Working with 3D Views
A 3D View represents a 3D coordinate system and were introduced in version 5.1.2. 3D views may contain one or more drawing “planes”, on which normal 2D drawing can take place. A drawing plane represents a 2D coordinate system oriented in the 3D space of the 3D view. The drawing plane surface may be flat, or it may have relief defined by grid, which defined the relief in the plane’s Z axis direction.
3D views are created from 2D views by providing a 3D viewing object called an 3DN. To create a 3D view, first create a 2D view, establish the 2D coordinate system of the view (this will represent the X,Y axis of the 3D coordinate system), create a 3DN that defines the starting 3D viewing parameters, and apply the 3DN to the view:
// --- create and scale a 2D view --- View = Create_MVIEW(Map,s3DView,MVIEW_WRITENEW); TranScale_MVIEW(450000.0,6000000.0,10.0,10.0); // --- create a 3DN --- h3DN = Create_3DN(); SetPointOfView_3DN(h3DN,6.0,20.0,25.0); SetRenderControls_3DN(h3DN,TRUE,FALSE,"X","Y","Z"); // --- apply the 3DN to the 2D view --- SetH3DN_MVIEW(View,h3DN);
Now that the view is a 3D view, it must be located on the map using FitMapWindow3D_MVIEW. By locating a 3D view on a map, we make the view appear to be a 2D view for any functions that need to work with the view in 2D. For example, a 3D view can be selected, moved and resized on a 2D map just like any other 2D view.
In the following example, we have previously determined a location and data range that we would like to fit. The data range is not really important, but we normally choose a range that is similar to the X,Y range of the 3D view:
// --- locate the 3D view on the map ---
FitMapWindow_MVIEW(View,
rMinX,rMinY,rMaxX,rMaxY,
rDminX,rDminY,rDmaxX,rDmaxY);
Before drawing to the 3D view, we must create a drawing plane.

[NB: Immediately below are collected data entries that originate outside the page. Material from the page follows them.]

PR #543, opened 2025-10-29
Refactor IO parameters

FDelporte:
As discussed, with V4 we may introduce some breaking changes regarding the IO parameters to remove confusion between pin, address, channel, etc.

I tried to find a first starting point for this change in this pull request. I'm sure it's not finished, e.g. some tests fail at this moment. But **it's a starting point** for further discussion and cooperation to check if this is something we want to bring in V4.0.0 or wait for later...


pi4j-core/src/main/java/com/pi4j/io/gpio/GpioConfig.java
```diff
@@ -25,22 +25,21 @@
...
+ * @param <CONFIG_TYPE>
  * @author Robert Savage (<a href="http://www.savagehomeautomation.com">http://www.savagehomeautomation.com</a>)
  * @version $Id: $Id
- * @param <CONFIG_TYPE>
  */
 public interface GpioConfig<CONFIG_TYPE extends Config>
-        extends AddressConfig<CONFIG_TYPE>, IOConfig<CONFIG_TYPE> {
+    extends PinConfig<CONFIG_TYPE>, IOConfig<CONFIG_TYPE> {
 
     String BUS_NUMBER = "bus-number";
```
taartspi: I will need to see the usage to understand the name

pi4j-core/src/main/java/com/pi4j/io/pwm/Pwm.java
```diff
@@ -60,17 +60,17 @@ static PwmConfigBuilder newConfigBuilder(Context context){
...
     /**
      * Get the GPIO pin number/address of this PWM instance.
      *
      * @return gpio pin number/address
      */
-    default int address(){
-        return getAddress();
+    default int getAddress() {
+        return config().getAddress();
     }
```
taartspi, line 74: I expected address would become channel ???

taartspi (commented):
Bus.  I think it is the pwmChipX. The vale of X.  Makes sense 
  
Also in pwm. We have address. I expected this would be channel. 

How do we organize unique instances. Before it was address by IO-TYPE.  What does this map(s) look like now ?

pi4j-core/src/main/java/com/pi4j/io/gpio/GpioConfig.java
FDelporte: Unique instances is indeed a problem. I already improved the Registry to be able to make the distinction between different IO Types, but need to further investigate as the integration test is still failing.

DigitalSmile:
May I suggest not to rename parameters, but to add new ones and add `@Deprecate` to legacy? I guess the breaking change is better to be done after removal of all other providers.

FDelporte:
> May I suggest not to rename parameters, but to add new ones and add `@Deprecate` to legacy? 

I tried but because the way the configs inherit from a nested structure of interfaces, this becomes pretty hard...

FDelporte:
@DigitalSmile I further revised this proposal, trying to find a good balance between new parameters, renaming, and deprecating `address`. Almost all flags are green now, except a test in the FFM plugin. Any idea what's going wrong?

See build https://github.com/Pi4J/pi4j/actions/runs/18976808907/job/54198562656

```
Error:    I2CTest.testCreation:60 » IOAlreadyExists IO instance with address 28 already exists in the Pi4J runtime context; unable to create a new instance using this reserved id.
Error:    I2CTest.testReadDirect:181 » IOAlreadyExists IO instance with address 28 already exists in the Pi4J runtime context; unable to create a new instance using this reserved id.
Error:    I2CTest.testReadFile:240 » IOAlreadyExists IO instance with address 28 already exists in the Pi4J runtime context; unable to create a new instance using this reserved id.
Error:    I2CTest.testReadSMBus:111 » IOAlreadyExists IO instance with address 28 already exists in the Pi4J runtime context; unable to create a new instance using this reserved id.
Error:    I2CTest.testWriteDirect:144 » IOAlreadyExists IO instance with address 28 already exists in the Pi4J runtime context; unable to create a new instance using this reserved id.
Error:    I2CTest.testWriteFile:214 » IOAlreadyExists IO instance with address 28 already exists in the Pi4J runtime context; unable to create a new instance using this reserved id.
Error:    I2CTest.testWriteSMBus:84 » IOAlreadyExists IO instance with address 28 already exists in the Pi4J runtime context; unable to create a new instance using this reserved id.
```

DigitalSmile:
> @DigitalSmile I further revised this proposal, trying to find a good balance between new parameters, renaming, and deprecating `address`. Almost all flags are green now, except a test in the FFM plugin. Any idea what's going wrong?
> 
> See build https://github.com/Pi4J/pi4j/actions/runs/18976808907/job/54198562656
> 

I have fixed the issue. Changed `device()` to `bus()`, so that you cannot create same buses within pi4j.

DigitalSmile:
@FDelporte It's better looking now! One small thing to improve is to add some javadoc explanation to deprecated methods what to use instead. E.g.

```
    /**
     * @deprecated use {@link #pin(Integer pin)} instead
     * <p>address.</p>
     *
     * @param address a {@link java.lang.Integer} object.
     * @return a BUILDER_TYPE object.
     */
    @Deprecated(forRemoval = true)
    BUILDER_TYPE address(Integer address);
```

FDelporte:
More @deprecated JavaDoc was added.
Ready for re-review @DigitalSmile @eitch ...

libraries/pi4j-library-pigpio/src/main/java/com/pi4j/library/pigpio/PiGpioPacket.java
```diff
@@ -40,18 +40,18 @@
...
- *      uint32_t p1;
- *      uint32_t p2;
- *      union
- *      {
- *          uint32_t p3;
- *          uint32_t ext_len;
- *          uint32_t res;
- *      };
- *  } cmdCmd_t;
+ * typedef struct
```
eitch: Perhaps we can fix this whitespace?

pi4j-core/src/main/java/com/pi4j/io/gpio/analog/AnalogOutputProvider.java
```diff
@@ -40,58 +40,58 @@ public interface AnalogOutputProvider extends AnalogProvider<AnalogOutputProvide
     /**
      * <p>create.</p>
      *
-     * @param address a {@link java.lang.Integer} object.
+     * @param pin a {@link java.lang.Integer} object.
      * @param <T> a T object.
      * @return a T object.
      */
-    default <T extends AnalogOutput> T create(Integer address) {
+    default <T extends AnalogOutput> T create(Integer pin) {
```
eitch: If we are talking about pin, do we now mean the hardware pin number and not BCM address? E.g. Pin 15 here: https://pinout.xyz/pinout/pin15_gpio22/

pi4j-core/src/main/java/com/pi4j/platform/Platform.java
```diff
@@ -94,95 +96,112 @@ default <T extends Provider> T provider(Class<T> providerClass) throws ProviderN
...
                 // iterate over providers looking for a matching class/interface
-                for(Provider provider : providers().values()) {
+                for (Provider provider : providers().values()) {
                     if (providerClass.isInstance(provider)) {
                         return (T) provider;
                     }
                 }
             }
-        } catch (ClassNotFoundException e){}
+        } catch (ClassNotFoundException e) {
```
eitch, line 149: I know this is not part of the PR, but an empty catch? That isn't a good thing, now is it?

pi4j-test/src/main/java/com/pi4j/test/Main.java
```diff
@@ -90,20 +89,20 @@ public static void main(String[] args) {
 
         input.addListener((AnalogValueChangeListener) event -> {
             logger.info("ANALOG INPUT [");
-            logger.info(String.valueOf(event.source().address()));
+//            logger.info(String.valueOf(event.source().address()));
```
eitch: Why are we commenting out these log statements? Either remove them, or change to trace/debug?

eitch (commented):
I like the changes, and think this is the right direction, but i'm wondering if pin is the right idea. Am i wrong, that till now address for GPIO was the BCM number, and with pin we are now changing to the hardware pin? Shouldn't we then at least offer both schemes? Looking at https://pinout.xyz/pinout/pin15_gpio22/ i would say pin means the hardware address, and thus we should be able to also use BCM then, as otherwise all our users will need to change their addresses which will probably lead to quite a bit of frustration.

pi4j-core/src/main/java/com/pi4j/io/gpio/analog/AnalogOutputProvider.java
FDelporte: Good remark, actually we use the BCM numbering in all examples. So maybe instead of `pin` it should be `bcm`? That would definitely take away even more confusion about how to define digital in and out...

eitch: True, bcm might be better, but then again we should think about offering a mechanism where users can use physical pin numbering too.

FDelporte: Not sure what the best solution is...

Current: `Integer pin();`

Possible alternatives:

1/ One setter method with a record
```
record Pin(NumberingScheme ns, Integer value)
enum NumberingScheme { BCM, PHYSICAL, ... } 
 
Pin pin();
```

2/ Private values set by two different methods (later more, e.g. WiringPi would have been needed in earlier cases)
```
private NumberingScheme schema
private value

Integer bcm(int value) {
   schema = NumberingScheme.BCM;
   value = value;
}
Integer physical(int value) {
   schema = NumberingScheme.PHYSICAL;
   value = value;
}
```

What do you think?

eitch: I was first thinking to not use the numbering scheme internally, but only on setting the pin, but perhaps approach two would be better. Or a combination: for existing code it would be easier to just replace the .address(int) call with .bcm(int), but if someone wants to use the physical, then we can use the first idea.

Thus we can properly abstract away the numbering when new versions arise.

pi4j-test/src/main/java/com/pi4j/test/Main.java
FDelporte: cleaned up

pi4j-core/src/main/java/com/pi4j/io/gpio/analog/AnalogOutputProvider.java
FDelporte: Because we only use BCM numbering at this moment, I think the best solution (for now) is to use BcmConfig instead of PinConfig. That will make it as clear as possible. I did this change and added two helper methods, in case someone needs to convert from one value to another:

```
BoardInfoHelper.getBcmFromPhysical(int value)
BoardInfoHelper.getBcmFromWiringPi(int value)
```

If we need a way to use physical pin numbers, or any other type later, we can still extend with extra Config-classes.

eitch:
wonderful

eitch (approved):

PR #544, opened 2025-11-03
Revert deprecated Serial implementations

FDelporte:
As the FFM plugin will provide serial implementation, I propose to revert the earlier deprecations related to any serial functionality.

This was done in 2025-03-24 - V3.0.1
Related to discussion https://github.com/Pi4J/pi4j/discussions/308


eitch (approved):
I agree, with FFM we have a good reason to keep Serial in pi4j.

PR #546, opened 2025-11-12
Correctly identify IOs in the registry based on bcm and/or bus and/or device and/or channel

FDelporte:
Current implementation doesn't except multiple I2C devices on the same bus.


taartspi:
Working from my phone which limits investigation. But i think spi will have the same problem

FDelporte:
@taartspi good remark! I made this a uniform approach across all IO Types with a new method `getUniqueIdentifier`. Unit test got extended to validate this.

stefanhaustein (approved):
The comment / formatting changes make it hard to spot actual functional changes, perhaps that's something that could be done separately for the whole code base as a preparation (or followup) step (if it's done by a tool?)

That said, looks like the right fix to me, so lgtm :)

PR #547, opened 2025-11-12
Add deprecated address to DigitalConfigBuilder

FDelporte:
To avoid too much breaking changes, as requested by @stefanhaustein

### DIFF
--- a/pi4j-core/src/main/java/com/pi4j/io/gpio/digital/impl/DefaultDigitalOutputConfigBuilder.java
+++ b/pi4j-core/src/main/java/com/pi4j/io/gpio/digital/impl/DefaultDigitalOutputConfigBuilder.java
@@ -63,7 +63,7 @@ public class DefaultDigitalOutputConfigBuilder
      */
     @Override
     public DigitalOutputConfigBuilder address(Integer address) {
-        this.properties.put(GpioConfig.ADDRESS_KEY, String.valueOf(address));
+        this.properties.put(GpioConfig.BUS_KEY, String.valueOf(address));
         return this;
     }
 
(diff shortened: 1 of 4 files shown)


stefanhaustein (commented):
Doesn't this need to be wired up somehow / somewhere to map to bcm?

Could that perhaps be in the builder only, so that we don't need to bring it back to DigitalConfig?

FDelporte:
@stefanhaustein good thinking, should be better now...

pi4j-core/src/main/java/com/pi4j/io/gpio/digital/impl/DefaultDigitalOutputConfigBuilder.java
```diff
@@ -63,7 +63,7 @@ public static DigitalOutputConfigBuilder newInstance(Context context) {
      */
     @Override
     public DigitalOutputConfigBuilder address(Integer address) {
-        this.properties.put(GpioConfig.ADDRESS_KEY, String.valueOf(address));
```
stefanhaustein, line 66: This looks odd... Is this intended? If so, why / what does this do?

FDelporte: all part of the existing builder code, so following the same approach to set the BUS value.

stefanhaustein: Wouldn't it be more clear to just remove this and just fall back to the default from DigitalConfigBuilder? Is BUS the same as bcm?

FDelporte: Oh that's an error, fixed now, must be BCM_KEY

stefanhaustein: Still, why not just remove the method? 
Won't the changed default interface method still end up doing the same? 
Less code, fewer opportunity for errors...?

stefanhaustein (approved):

PR #295, opened 2017-09-11
Printed out the partition info in QueryPlan.

zuyu:
This PR displayed the partition info in the query plan.

Assigned to @hbdeshmukh.

```
CREATE TABLE foo (attr INT) PARTITION BY HASH(attr) PARTITIONS 4;
--
TopLevelPlan
+-plan=CreateTable[relation=foo]
| +-partition_scheme_header=ProtoDescription
| | +-Property=ProtoProperty[Property=partition_type,Value=hash]
| | +-Property=ProtoProperty[Property=num_partitions,Value=4]
| | +-Property=ProtoProperty[Property=partition_attr_id,Value=0]
| +-attributes=
|   +-AttributeReference[id=0,name=attr,relation=foo,type=Int]
+-output_attributes=
  +-AttributeReference[id=0,name=attr,relation=foo,type=Int]
```

### DIFF
--- a/query_optimizer/tests/logical_generator/Create.test
+++ b/query_optimizer/tests/logical_generator/Create.test
@@ -52,6 +52,10 @@ CREATE TABLE foo (attr INT) PARTITION BY HASH(attr) PARTITIONS 4;
 --
 TopLevelPlan
 +-plan=CreateTable[relation=foo]
+| +-partition_scheme_header=ProtoDescription
+| | +-Property=ProtoProperty[Property=partition_type,Value=hash]
+| | +-Property=ProtoProperty[Property=num_partitions,Value=4]
+| | +-Property=ProtoProperty[Property=partition_attr_id,Value=0]
 | +-attributes=
 |   +-AttributeReference[id=0,name=attr,relation=foo,type=Int]
 +-output_attributes=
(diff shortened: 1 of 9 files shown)


query_optimizer/tests/logical_generator/Create.test
```diff
@@ -63,6 +67,15 @@ PARTITION BY HASH(attr1, attr2, attr3, attr4, attr5, attr6) PARTITIONS 4;
...
 +-plan=CreateTable[relation=foo]
+| +-partition_scheme_header=ProtoDescription
+| | +-Property=ProtoProperty[Property=partition_type,Value=hash]
+| | +-Property=ProtoProperty[Property=num_partitions,Value=4]
+| | +-Property=ProtoProperty[Property=partition_attr_id,Value=0]
+| | +-Property=ProtoProperty[Property=partition_attr_id,Value=1]
+| | +-Property=ProtoProperty[Property=partition_attr_id,Value=2]
+| | +-Property=ProtoProperty[Property=partition_attr_id,Value=3]
+| | +-Property=ProtoProperty[Property=partition_attr_id,Value=4]
+| | +-Property=ProtoProperty[Property=partition_attr_id,Value=5]
```
hbdeshmukh: Is it feasible to get the attribute names instead of their value? That might be easier to understand and read.

hbdeshmukh:
I have one minor comment, otherwise looks good.

query_optimizer/tests/logical_generator/Create.test
zuyu: Here we just print out the internal states.

hbdeshmukh:
Looks good.

PR #297, opened 2017-09-14
Fixed a bug in partitioned NLJ.

zuyu:
This PR fixed a bug for partitioned NLJ w/ both stored relations. Otherwise, we may miss some tuples.

Also, this PR treats the right relation as a single partition to simplify the join execution.

Assigned to @jianqiao.


jianqiao:
LGTM. Merging.

PR #298, opened 2017-09-20
Prune columns after partition rule.

zuyu:
This small PR allows to prune columns after partition rule, and thus improve the query performance by avoiding unused attributes.


jianqiao:
LGTM. Merging.

PR #299, opened 2017-09-20
QUICKSTEP-104 Fix the problem that LineReader cannot recognize a command if there are whitespaces before it.

jianqiao:
This PR fixes a bug that the Quickstep REPL cannot recognize a command (e.g. `\d`, `\analyze`) if there are whitespaces or empty lines before the command.

### DIFF
--- a/cli/LineReader.cpp
+++ b/cli/LineReader.cpp
@@ -23,6 +23,8 @@
 #include <cctype>
 #include <string>
 
+#include "glog/logging.h"
+
 using std::ispunct;
 using std::size_t;
 using std::string;
@@ -171,7 +173,7 @@ std::string LineReader::getNextCommand() {
             case '.':
             case '\\':  //  Fall Through.
               // If the dot or forward slash begins the line, begin a command search.
-              if (scan_position == 0) {
+              if (special_char_location == multiline_buffer.find_first_not_of(" \t\r\n")) {
                 line_state = kCommand;
               } else {
                 // This is a regular character, so skip over it.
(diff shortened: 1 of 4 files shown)


cli/tests/command_executor/D.test
```diff
@@ -69,6 +71,7 @@ INSERT INTO foo3 values(5, 1, 1.0, 1.0, 'XYZZ');
  col4   | Float  
  col5   | Char(5)
 ==
+
```
zuyu: In the test, is it possible to also check special chars `\t` and `\r`?

cli/LineReader.cpp
```diff
@@ -171,7 +173,7 @@ std::string LineReader::getNextCommand() {
             case '.':
             case '\\':  //  Fall Through.
               // If the dot or forward slash begins the line, begin a command search.
-              if (scan_position == 0) {
+              if (special_char_location == multiline_buffer.find_first_not_of(" \t\r\n")) {
```
zuyu: I think we should keep `scan_position == 0` as well. Otherwise, it seems that we require some special chars before a command string.

cli/tests/command_executor/D.test
jianqiao: Probably no. The test input does not go through `LineReader`.

cli/LineReader.cpp
jianqiao: Yes it should cover all the possible situations.

zuyu:
LGTM!

PR #300, opened 2017-09-21
QUICKSTEP-106: Hash-Join-Fuse: Feature added and tests modified.

dylanpbacon:


query_optimizer/rules/FuseHashSelect.cpp
```diff
@@ -0,0 +1,91 @@
...
+#include "query_optimizer/expressions/ExpressionUtil.hpp"
+#include "query_optimizer/expressions/PatternMatcher.hpp"
+#include "query_optimizer/expressions/Predicate.hpp"
+#include "query_optimizer/physical/HashJoin.hpp"
+#include "query_optimizer/physical/PatternMatcher.hpp"
+#include "query_optimizer/physical/Physical.hpp"
+#include "query_optimizer/physical/PhysicalType.hpp"
+#include "query_optimizer/physical/Selection.hpp"
+
+#include "glog/logging.h"
```
zuyu: Do we actually use sth from all these headers above? If no, please remove the unused headers.

query_optimizer/rules/FuseHashSelect.hpp
```diff
@@ -0,0 +1,67 @@
...
+ **/
+
+#ifndef QUICKSTEP_QUERY_OPTIMIZER_RULES_FUSE_HASH_SELECT_HPP_
+#define QUICKSTEP_QUERY_OPTIMIZER_RULES_FUSE_HASH_SELECT_HPP_
+
+#include <cstdint>
+#include <memory>
+#include <string>
+
+
```
zuyu: Remove this duplicated empty line, and unused headers, if any.

query_optimizer/rules/FuseHashSelect.hpp
```diff
@@ -0,0 +1,67 @@
...
+    physical::PhysicalPtr applyToNode(const physical::PhysicalPtr &node) override;
+
+ private:
+    DISALLOW_COPY_AND_ASSIGN(FuseHashSelect);
+};
+
+}  // namespace optimizer
+}  // namespace quickstep
+
+#endif /* QUICKSTEP_QUERY_OPTIMIZER_RULES_FUSE_HASH_SELECT_HPP_ */
```
zuyu: The new style is `#endif  // QUICKSTEP_QUERY_OPTIMIZER_RULES_FUSE_HASH_SELECT_HPP_`.

query_optimizer/strategy/Join.cpp
```diff
@@ -371,6 +373,7 @@ void Join::addHashJoin(const logical::ProjectPtr &logical_project,
                           left_join_attributes,
                           right_join_attributes,
                           residual_predicate,
+                          build_predicate,
```
zuyu: Optionally, I think `E::PredicatePtr()  /* build_predicate */,` is better.

zuyu:
We need to fix the performance bugs before merging.

|  **TPC-H** | **master** | **this PR** |
|  ------ | ------: | ------: |
|  01 | 5,421 | 5,039 |
|  02 | 402 | 3,968 |
|  03 | 1,229 | 3,506 |
|  04 | 2,472 | 1,242 |
|  05 | 2,807 | 3,731 |
|  06 | 399 | 394 |
|  07 | 1,754 | 3,432 |
|  08 | 906 | 9,961 |
|  09 | 6,766 | TO |

query_optimizer/strategy/Join.cpp
dylanpbacon: Agreed, less superfluous that way.

dylanpbacon:
I believe all bugs have been fixed except the LIPFilter applying to modified HashJoins. Jianqiao will be taking care of that I think. Below are the updated benchmark values.


TPC-H | Master | PR | Change
-- | -- | -- | --
1 | 5159.529375 | 5210.64075 | 0.9901909616
2 | 360.623375 | 2624.057875 | 0.1374296575
3 | 1191.425875 | 1179.699875 | 1.009939816
4 | 2468.887125 | 2231.8005 | 1.106231101
5 | 3577.305125 | 3599.183125 | 0.9939213985
6 | 382.312125 | 379.8185 | 1.006565307
7 | 1714.8465 | 1770.731 | 0.9684398703
8 | 874.823375 | 879.3375 | 0.9948664478
9 | 4803.38075 | 5012.880125 | 0.9582077828
10 | 3110.523875 | 3110.895625 | 0.9998805007
11 | 255.26625 | 241.432875 | 1.057296982
12 | 1419.048375 | 1382.390375 | 1.026517835
13 | 2947.814 | 2933.04975 | 1.005033754
14 | 742.84975 | 733.042625 | 1.013378656
15 | 426.758625 | 429.820375 | 0.9928766755
16 | 1949.653375 | 2026.087375 | 0.9622750722
17 | 1243.635125 | 992.756375 | 1.252709281
18 | 3157.806875 | 3153.086875 | 1.001496946
19 | 342.213875 | 574.703 | 0.5954621344
20 | 954.45075 | 943.952875 | 1.011121185
21 | 8464.721875 | 7656.392875 | 1.105575695
22 | 711.613125 | 727.60525 | 0.9780208774
  |   |   |  
Total | 46259.4895 | 47793.3655 | 0.9679060894

dylanpbacon:
Rebased this with master, this branch is now up to date. LIP Filters still need to be fixed to work properly with this feature.

jianqiao:
@dylanpbacon Hi Dylan, I updated the LIP related stuff and put it in this [branch](https://github.com/apache/incubator-quickstep/tree/Hash-Join-Fuse), you may just fetch the changes to reset your repo's `Hash-Join-Fuse` branch, then `git push -f`, then we can merge this PR.

**Note:**
The optimization is enabled by default, and I added an extra gflag `fuse-hash-select-threshold` that is set to one million (`1000000u`) by default. A fusion transformation is applied only when the estimated cardinality of the build-side selection is _greater_ than the threshold.

Overall speaking, the fuse-hash-select optimization is especially beneficial when _the build-side selection has large output cardinality_ (e.g. TPC-H Q21), and the benefits come from two aspects:
(1) smaller memory footprint,
(2) avoiding materialization of the selection's output.

However, due to some issues in current implementation of HashJoinOperator (and buffer manager), the fusion may slow down some queries (e.g. TPC-H Q02, 400ms -> 700ms with LIP fixed). The `fuse-hash-select-threshold` prevents those situations.

zuyu:
Hi @jianqiao Could you explain more regarding the suspect reason of the slowdown in the general case (i.e., w/o the threshold)? Thanks!

dylanpbacon:
This PR is now consistent with the changes @jianqiao made. It is ready to be merged, I believe. I do not have rights for this yet I think.

jianqiao:
@zuyu Currently `HashJoinOperator` performance is sensitive to the _number of build blocks per probe block_ due to the concurrency bottleneck within LRU policy enforcer.

Consider the situation that the build side relation has `N` blocks and the number of blocks decreases to `M` after applying the predicate, where `N` is very large but `M` is small. Then materializing the filtered build-side relation incurs only a small overhead, but it dramatically reduces the _number of build blocks per probe block_.

jianqiao:
Merging.

query_optimizer/ExecutionGenerator.cpp
```diff
@@ -966,7 +975,9 @@ void ExecutionGenerator::convertHashJoin(const P::HashJoinPtr &physical_plan) {
   const CatalogRelation *probe_relation = probe_relation_info->relation;
 
   // FIXME(quickstep-team): Add support for self-join.
-  if (build_relation == probe_relation) {
+  // We check to see if the build_predicate is null as certain queries that
+  // support hash-select fuse will result in the first check being true.
+  if (build_relation == probe_relation && physical_plan->build_predicate() == nullptr) {
```
zuyu: This change introduces a bug, because the execution engine uses the relation id to determine the build or the probe side. In the self-join case, it thus always goes to the if-case (mostly the build side), even we actually reference the probe side with the same relation id.

We do not need any further action for this, because #347 will introduce the self-join.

It is then oriented with respect to the 3D coordinate system by specifying:
1. The pitch (rotation around X), yaw (rotation around Y) and roll (rotation around Z) of the new plane surface relative to the 3D coordinates system of the 3D view.
2. The X, Y and Z offset of the plane origin relative to the origin of the 3D view.
3. The X, Y and Z axis scale of the plane surface relative to the Plane coordinate system.
Examples:
// --- Create an X-Y drawing plane on the X-Y axis of the view ---
iPlane = iCreatePlane_MVIEW(View,"X-Y");
SetPlaneEquation_MVIEW(View,iPlane,
0.0,0.0,0.0, // no rotation
0.0,0.0,0.0, // no offset
1.0,1.0,1.0); // unit scaling
// --- Create an Y-Z drawing plane offset 100 units in X ---
iPlane = iCreatePlane_MVIEW(View,"Y-Z");
SetPlaneEquation_MVIEW(View,iPlane,
0.0,90.0,0.0, // Y-Z plane
100.0,0.0,0.0, // offset 100 units in X
1.0,1.0,1.0); // unit scaling
If you would like the plane to have a relief surface, this can be established from any grid file that registers within the plane 2D coordinate system. You specify the grid file, then the relief parameters:
// --- use an SDTS DEM to define surface relief ---
SetPlaneSurface_MVIEW(View,iPlane,"topo.sdt(SDT)");
// ---
// Apply 2x vertical exaggeration and remove 150m base. Sample
// the grid to produce a 400x400 resolution relief surface.
// ---
SetPlaneSurfInfo_MVIEW(View,iPlane,400,
150.0,2.0,rDUMMY,rDUMMY);
Now you can create new groups and draw to this plane using the normal 2D drawing commands in MVIEW. Anything that can be drawn on normal 2D view can be drawn on a plane in a 3D view.